> [What is required] Reproduce the section of the listing that begins at the line containing "Ok I can see" and finishes at the line containing "I think that, and". Include both end lines and nothing beyond them.

> [Input for this task]
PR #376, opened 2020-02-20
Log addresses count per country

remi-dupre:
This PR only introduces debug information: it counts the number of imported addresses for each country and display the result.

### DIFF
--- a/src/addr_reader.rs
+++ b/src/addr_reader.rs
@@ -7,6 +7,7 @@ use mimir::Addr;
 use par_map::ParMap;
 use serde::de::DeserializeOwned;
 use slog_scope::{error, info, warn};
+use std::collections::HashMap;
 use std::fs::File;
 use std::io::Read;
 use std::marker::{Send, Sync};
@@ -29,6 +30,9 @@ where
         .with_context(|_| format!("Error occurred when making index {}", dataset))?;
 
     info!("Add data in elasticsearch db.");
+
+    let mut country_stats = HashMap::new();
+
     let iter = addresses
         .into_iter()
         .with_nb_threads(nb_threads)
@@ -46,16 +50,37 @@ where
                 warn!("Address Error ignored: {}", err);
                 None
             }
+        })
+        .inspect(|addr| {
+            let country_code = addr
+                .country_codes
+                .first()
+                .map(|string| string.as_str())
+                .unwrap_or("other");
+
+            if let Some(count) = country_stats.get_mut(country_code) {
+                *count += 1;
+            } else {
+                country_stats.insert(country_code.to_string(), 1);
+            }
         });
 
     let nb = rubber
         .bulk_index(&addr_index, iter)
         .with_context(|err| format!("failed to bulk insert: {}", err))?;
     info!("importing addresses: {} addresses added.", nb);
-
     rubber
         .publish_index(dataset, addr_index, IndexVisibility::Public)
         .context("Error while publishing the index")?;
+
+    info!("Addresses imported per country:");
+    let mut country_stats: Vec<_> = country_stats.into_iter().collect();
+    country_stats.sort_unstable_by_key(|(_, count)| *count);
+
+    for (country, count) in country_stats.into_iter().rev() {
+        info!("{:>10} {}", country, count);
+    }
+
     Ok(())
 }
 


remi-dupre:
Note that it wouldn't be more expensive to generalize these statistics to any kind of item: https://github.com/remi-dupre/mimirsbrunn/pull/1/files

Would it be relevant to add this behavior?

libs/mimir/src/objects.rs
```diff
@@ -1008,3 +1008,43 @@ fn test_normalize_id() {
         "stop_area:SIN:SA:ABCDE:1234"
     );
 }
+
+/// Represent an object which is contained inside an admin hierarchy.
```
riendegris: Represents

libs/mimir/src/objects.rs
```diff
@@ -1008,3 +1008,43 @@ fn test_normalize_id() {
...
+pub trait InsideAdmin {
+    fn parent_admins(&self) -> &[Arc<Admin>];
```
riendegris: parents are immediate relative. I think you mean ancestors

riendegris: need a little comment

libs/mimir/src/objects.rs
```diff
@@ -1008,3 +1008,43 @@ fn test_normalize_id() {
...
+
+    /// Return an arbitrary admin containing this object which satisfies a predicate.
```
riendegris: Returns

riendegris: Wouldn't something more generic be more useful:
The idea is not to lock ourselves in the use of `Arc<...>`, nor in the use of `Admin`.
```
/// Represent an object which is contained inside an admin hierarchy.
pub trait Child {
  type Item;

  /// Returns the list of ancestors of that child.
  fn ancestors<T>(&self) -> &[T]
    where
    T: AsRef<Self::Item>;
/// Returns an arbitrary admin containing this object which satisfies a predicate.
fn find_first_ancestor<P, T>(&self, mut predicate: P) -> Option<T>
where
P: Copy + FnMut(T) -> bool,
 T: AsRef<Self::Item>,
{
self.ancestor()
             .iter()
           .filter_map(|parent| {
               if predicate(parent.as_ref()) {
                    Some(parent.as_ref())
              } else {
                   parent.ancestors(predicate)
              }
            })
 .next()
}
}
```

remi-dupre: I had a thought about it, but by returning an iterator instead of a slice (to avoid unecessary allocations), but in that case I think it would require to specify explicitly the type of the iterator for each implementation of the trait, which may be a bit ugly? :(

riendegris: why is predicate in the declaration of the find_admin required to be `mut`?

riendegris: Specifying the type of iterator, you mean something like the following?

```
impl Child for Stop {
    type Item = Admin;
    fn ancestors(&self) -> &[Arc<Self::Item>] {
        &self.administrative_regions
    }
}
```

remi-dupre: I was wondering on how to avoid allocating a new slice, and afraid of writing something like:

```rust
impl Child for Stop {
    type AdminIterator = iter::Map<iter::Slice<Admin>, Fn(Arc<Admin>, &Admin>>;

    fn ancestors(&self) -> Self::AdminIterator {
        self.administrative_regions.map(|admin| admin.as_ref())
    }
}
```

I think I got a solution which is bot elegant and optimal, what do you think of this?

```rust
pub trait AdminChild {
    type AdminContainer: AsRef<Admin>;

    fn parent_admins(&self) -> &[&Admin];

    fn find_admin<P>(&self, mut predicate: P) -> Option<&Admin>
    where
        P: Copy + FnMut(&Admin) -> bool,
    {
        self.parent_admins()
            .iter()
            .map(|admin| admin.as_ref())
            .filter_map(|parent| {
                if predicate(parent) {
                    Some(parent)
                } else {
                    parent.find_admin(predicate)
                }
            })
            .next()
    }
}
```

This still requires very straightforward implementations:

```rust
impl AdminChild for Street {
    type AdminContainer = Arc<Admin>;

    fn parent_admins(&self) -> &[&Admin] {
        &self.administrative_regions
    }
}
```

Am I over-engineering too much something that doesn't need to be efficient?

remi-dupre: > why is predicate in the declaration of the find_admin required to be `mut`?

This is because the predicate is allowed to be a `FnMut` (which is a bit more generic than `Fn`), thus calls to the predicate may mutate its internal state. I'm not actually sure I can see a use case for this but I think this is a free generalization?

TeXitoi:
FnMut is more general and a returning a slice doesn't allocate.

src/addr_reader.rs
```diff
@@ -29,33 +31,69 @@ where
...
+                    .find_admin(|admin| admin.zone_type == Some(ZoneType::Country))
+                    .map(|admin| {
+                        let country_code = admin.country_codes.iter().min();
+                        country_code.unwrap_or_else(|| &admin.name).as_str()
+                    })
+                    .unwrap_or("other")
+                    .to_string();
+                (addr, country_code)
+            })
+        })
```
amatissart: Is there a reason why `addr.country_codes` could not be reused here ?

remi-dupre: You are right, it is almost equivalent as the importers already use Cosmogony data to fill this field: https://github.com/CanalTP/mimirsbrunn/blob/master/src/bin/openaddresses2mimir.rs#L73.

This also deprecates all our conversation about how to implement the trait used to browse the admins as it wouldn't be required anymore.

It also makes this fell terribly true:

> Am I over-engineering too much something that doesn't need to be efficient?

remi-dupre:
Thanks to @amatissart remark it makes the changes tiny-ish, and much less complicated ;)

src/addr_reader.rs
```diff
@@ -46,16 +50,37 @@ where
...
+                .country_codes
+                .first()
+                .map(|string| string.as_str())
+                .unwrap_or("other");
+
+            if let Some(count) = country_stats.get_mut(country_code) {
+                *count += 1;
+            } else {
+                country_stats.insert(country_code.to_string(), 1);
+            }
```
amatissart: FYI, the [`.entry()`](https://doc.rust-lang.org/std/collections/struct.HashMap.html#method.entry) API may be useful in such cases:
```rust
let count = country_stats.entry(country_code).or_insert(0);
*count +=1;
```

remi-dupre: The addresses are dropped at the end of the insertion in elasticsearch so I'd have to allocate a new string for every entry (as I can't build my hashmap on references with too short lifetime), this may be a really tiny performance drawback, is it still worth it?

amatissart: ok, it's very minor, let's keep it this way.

* * *

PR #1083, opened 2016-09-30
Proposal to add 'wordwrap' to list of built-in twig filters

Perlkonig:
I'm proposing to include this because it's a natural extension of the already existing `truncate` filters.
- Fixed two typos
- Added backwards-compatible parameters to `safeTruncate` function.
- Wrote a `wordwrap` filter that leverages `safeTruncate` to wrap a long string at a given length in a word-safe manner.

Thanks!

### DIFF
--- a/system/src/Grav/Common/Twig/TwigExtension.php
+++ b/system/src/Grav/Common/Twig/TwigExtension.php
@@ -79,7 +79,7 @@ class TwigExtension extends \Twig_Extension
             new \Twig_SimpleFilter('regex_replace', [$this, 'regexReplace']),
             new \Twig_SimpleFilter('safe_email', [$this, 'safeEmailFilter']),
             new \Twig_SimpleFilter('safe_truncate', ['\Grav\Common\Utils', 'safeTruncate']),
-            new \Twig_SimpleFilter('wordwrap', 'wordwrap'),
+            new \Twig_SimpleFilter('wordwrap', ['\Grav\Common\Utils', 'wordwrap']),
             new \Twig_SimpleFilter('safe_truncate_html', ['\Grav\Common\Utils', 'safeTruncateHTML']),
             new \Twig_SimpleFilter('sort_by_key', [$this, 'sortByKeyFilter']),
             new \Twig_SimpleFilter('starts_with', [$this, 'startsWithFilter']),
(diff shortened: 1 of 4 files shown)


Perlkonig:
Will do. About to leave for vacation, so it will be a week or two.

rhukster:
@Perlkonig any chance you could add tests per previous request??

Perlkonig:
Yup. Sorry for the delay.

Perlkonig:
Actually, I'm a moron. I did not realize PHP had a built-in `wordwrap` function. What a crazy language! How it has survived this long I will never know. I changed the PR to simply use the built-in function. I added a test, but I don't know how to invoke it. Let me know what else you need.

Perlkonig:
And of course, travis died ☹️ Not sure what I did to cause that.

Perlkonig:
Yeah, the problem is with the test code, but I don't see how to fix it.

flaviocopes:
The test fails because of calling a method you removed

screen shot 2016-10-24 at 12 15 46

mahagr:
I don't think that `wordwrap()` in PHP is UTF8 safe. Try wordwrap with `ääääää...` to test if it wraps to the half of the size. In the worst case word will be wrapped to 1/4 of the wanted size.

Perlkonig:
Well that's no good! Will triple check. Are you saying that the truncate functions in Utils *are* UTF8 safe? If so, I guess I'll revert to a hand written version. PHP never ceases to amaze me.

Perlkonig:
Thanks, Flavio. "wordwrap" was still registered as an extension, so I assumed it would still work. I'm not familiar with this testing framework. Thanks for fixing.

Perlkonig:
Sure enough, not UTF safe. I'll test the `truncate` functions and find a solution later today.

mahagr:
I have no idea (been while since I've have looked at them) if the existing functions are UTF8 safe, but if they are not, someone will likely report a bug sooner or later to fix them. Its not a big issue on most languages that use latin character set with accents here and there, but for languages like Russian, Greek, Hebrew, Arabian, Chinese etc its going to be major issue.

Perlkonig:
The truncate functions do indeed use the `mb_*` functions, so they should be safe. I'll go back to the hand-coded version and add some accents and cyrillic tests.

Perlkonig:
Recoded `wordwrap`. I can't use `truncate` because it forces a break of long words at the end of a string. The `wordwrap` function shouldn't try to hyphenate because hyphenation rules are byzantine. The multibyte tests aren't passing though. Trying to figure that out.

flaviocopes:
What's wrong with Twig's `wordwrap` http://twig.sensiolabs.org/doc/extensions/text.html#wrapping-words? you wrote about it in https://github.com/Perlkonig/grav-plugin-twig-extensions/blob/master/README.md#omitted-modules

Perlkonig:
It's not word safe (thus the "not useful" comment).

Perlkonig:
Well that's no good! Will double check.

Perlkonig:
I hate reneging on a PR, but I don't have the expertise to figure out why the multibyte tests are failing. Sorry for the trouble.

...

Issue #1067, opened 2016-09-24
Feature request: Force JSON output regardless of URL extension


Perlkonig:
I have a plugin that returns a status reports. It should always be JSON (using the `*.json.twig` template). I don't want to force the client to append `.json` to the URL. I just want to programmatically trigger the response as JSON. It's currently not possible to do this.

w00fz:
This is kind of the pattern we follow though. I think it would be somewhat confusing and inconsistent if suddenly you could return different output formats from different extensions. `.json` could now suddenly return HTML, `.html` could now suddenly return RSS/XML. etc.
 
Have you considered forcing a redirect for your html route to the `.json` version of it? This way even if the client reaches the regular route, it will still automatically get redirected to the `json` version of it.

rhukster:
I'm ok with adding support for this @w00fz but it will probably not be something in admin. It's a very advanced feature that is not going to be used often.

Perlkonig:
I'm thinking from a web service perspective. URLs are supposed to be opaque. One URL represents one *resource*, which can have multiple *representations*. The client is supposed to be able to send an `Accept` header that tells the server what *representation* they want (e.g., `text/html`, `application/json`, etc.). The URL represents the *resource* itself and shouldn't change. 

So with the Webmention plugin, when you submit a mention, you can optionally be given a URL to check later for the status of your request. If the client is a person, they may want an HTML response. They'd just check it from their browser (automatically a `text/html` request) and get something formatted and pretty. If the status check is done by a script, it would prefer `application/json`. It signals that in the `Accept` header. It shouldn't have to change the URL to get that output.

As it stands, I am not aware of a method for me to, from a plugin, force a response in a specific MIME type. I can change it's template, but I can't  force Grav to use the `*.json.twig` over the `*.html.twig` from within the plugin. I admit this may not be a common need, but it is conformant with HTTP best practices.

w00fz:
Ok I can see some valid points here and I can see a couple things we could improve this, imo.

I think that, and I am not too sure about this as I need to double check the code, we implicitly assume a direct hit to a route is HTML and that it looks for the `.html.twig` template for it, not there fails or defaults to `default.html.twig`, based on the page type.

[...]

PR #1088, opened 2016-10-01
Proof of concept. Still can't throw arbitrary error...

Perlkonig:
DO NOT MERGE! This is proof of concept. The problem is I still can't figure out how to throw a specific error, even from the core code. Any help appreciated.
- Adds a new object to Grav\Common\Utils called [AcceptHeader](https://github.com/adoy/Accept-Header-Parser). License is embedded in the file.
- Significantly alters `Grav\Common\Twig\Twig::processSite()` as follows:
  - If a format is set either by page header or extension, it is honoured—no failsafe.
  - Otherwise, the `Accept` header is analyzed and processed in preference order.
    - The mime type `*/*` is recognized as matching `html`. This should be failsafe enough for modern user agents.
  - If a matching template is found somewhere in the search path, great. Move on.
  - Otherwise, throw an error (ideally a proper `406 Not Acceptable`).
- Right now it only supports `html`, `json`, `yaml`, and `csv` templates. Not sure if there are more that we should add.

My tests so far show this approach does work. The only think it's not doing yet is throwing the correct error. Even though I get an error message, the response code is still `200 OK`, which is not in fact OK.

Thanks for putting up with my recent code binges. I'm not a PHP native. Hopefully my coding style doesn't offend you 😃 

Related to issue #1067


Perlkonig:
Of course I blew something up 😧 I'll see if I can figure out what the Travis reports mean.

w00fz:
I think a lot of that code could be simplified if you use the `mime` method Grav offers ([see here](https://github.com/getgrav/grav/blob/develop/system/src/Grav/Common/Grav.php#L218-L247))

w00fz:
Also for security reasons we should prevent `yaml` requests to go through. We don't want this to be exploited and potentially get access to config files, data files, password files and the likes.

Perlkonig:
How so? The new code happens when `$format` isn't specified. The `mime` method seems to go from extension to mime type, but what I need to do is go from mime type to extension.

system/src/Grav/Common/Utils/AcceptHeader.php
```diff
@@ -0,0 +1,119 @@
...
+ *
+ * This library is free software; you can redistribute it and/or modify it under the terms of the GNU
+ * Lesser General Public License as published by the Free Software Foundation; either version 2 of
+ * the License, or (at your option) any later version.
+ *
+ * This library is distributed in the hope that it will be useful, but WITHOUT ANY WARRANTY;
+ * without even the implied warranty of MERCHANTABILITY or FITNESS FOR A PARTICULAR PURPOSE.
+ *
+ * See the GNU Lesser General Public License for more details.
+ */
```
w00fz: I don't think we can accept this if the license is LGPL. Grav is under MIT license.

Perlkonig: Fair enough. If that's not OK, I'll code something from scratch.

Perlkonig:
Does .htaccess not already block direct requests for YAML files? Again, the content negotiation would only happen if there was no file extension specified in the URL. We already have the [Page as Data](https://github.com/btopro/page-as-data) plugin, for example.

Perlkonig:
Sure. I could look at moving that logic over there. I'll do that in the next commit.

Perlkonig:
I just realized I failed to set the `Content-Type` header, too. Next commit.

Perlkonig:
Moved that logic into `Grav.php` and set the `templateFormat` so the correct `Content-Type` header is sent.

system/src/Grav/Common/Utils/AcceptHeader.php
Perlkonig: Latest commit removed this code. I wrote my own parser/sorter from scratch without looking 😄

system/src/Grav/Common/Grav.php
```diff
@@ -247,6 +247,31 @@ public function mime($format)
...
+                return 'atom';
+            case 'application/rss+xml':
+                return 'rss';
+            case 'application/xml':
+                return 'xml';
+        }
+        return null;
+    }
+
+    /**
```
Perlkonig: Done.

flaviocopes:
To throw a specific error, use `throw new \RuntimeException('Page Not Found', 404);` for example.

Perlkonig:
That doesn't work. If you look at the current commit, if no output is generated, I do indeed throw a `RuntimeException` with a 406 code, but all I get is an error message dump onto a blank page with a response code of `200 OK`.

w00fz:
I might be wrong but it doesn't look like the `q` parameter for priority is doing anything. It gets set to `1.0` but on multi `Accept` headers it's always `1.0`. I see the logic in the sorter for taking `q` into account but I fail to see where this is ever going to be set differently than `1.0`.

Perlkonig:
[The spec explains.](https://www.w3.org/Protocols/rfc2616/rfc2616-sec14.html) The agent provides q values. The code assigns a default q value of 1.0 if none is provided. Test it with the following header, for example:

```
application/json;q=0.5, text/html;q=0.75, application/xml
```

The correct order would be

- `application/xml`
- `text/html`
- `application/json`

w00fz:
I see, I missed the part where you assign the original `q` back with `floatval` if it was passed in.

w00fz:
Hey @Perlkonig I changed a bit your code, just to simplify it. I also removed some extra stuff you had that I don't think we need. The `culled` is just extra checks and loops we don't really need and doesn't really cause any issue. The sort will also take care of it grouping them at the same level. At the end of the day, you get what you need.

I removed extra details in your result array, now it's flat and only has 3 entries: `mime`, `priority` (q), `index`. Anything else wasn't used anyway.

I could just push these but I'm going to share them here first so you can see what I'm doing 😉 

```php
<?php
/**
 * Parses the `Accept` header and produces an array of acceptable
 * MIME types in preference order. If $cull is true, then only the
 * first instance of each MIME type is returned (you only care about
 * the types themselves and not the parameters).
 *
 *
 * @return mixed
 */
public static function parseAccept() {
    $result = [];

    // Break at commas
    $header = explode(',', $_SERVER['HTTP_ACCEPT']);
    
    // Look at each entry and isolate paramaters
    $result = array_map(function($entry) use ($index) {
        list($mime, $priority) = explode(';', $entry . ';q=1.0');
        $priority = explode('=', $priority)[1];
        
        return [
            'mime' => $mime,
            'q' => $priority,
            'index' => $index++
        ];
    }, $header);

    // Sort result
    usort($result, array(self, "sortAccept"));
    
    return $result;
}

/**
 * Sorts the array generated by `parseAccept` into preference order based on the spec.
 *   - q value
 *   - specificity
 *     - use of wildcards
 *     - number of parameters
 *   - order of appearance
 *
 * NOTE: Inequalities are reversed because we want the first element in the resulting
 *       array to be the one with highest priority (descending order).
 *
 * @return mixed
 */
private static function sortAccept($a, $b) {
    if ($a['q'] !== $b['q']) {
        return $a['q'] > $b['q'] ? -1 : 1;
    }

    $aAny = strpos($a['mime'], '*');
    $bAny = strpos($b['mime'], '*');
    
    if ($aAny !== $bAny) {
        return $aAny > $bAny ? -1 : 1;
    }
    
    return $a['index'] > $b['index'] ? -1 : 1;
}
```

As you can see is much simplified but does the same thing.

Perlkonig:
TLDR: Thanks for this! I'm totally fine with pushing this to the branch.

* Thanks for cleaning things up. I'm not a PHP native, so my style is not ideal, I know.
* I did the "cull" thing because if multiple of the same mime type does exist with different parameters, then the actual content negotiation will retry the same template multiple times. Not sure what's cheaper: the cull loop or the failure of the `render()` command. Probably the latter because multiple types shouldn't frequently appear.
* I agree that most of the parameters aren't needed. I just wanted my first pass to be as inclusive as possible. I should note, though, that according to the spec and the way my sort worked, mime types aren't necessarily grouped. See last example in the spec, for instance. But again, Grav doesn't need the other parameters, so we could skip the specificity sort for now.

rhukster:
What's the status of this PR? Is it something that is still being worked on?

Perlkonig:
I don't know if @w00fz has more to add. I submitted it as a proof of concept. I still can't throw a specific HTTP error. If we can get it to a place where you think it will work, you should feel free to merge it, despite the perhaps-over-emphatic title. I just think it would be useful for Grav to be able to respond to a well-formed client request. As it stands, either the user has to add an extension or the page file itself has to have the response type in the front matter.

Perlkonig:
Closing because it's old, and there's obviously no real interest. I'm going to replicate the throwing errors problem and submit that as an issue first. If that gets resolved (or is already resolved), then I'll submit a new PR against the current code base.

> [Response box]
Ok I can see some valid points here and I can see a couple things we could improve this, imo.

I think that, and I am not too sure about this as I need to double check the code, we implicitly assume a direct hit to a route is HTML and that it looks for the `.html.twig` template for it, not there fails or defaults to `default.html.twig`, based on the page type.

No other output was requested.